### Source material

====

PR #775, opened 2024-08-06
BED-4537: Create Share endpoint

ALCooper12:
## Description

- Created a new `ShareSavedQueries` endpoint
- Added unit tests
- Updated openapi docs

====

### Description of the task
Pull out every line of the records above that contains the word "endpoint".

### Answer section
BED-4537: Create Share endpoint
- Created a new `ShareSavedQueries` endpoint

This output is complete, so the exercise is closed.